*** Opening of MATERIAL SHOWN ***

PR #4394, opened 2025-06-19
CI: build wamr-wasi-extensions

yamt:


.github/workflows/wamr_wasi_extensions.yml
```diff
@@ -0,0 +1,57 @@
...
+          mkdir dist
+          ./build_libs.sh $(pwd)/dist/wamr-wasi-extensions
+        working-directory: wamr-wasi-extensions
+
+      - name: Build wamr-wasi-extensions samples
+        run: |
+          ./build_samples.sh $(pwd)/dist/wamr-wasi-extensions
+        working-directory: wamr-wasi-extensions
+
+      - name: Upload artifacts
```
yamt, line 51: @lum1n0us
eventually i want to ship this zip file as a part of release. can you guide me how it can be done?

TianlongLiang: For other release artifacts, take iwasm as an example, firstly define a reusable workflow: .github/workflows/build_iwasm_release.yml to build iwasm as an artifact, use actions/upload-release-asset@v1 to upload the artifact. and then use it in realease_process.yml, pass different input to build for different platforms

yamt: thank you. i will take a look.

yamt: i read build_iwasm_release.yml a bit.
is the binary we release (eg. build_iwasm_release.yml) completely independent from what we tested (eg. compilation_on_macos.yml) right now?

TianlongLiang: > i read build_iwasm_release.yml a bit. is the binary we release (eg. build_iwasm_release.yml) completely independent from what we tested (eg. compilation_on_macos.yml) right now?

Yes, it's independent

yamt: ok. then maybe i will leave this PR for on.pull_request and prepare another yml file for release workflow.

.github/workflows/wamr_wasi_extensions.yml
```diff
@@ -0,0 +1,57 @@
...
+        if: matrix.os == 'macos-14'
```
lum1n0us, line 52: Only available for macos-14?

yamt: i only upload it for macos-14 because the artifact is identical regardless of matrix.os.

lum1n0us (approved):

*** Close of MATERIAL SHOWN ***

Above are the records; copy every line in them that holds the word "artifacts".

+      - name: Upload artifacts
TianlongLiang: For other release artifacts, take iwasm as an example, firstly define a reusable workflow: .github/workflows/build_iwasm_release.yml to build iwasm as an artifact, use actions/upload-release-asset@v1 to upload the artifact. and then use it in realease_process.yml, pass different input to build for different platforms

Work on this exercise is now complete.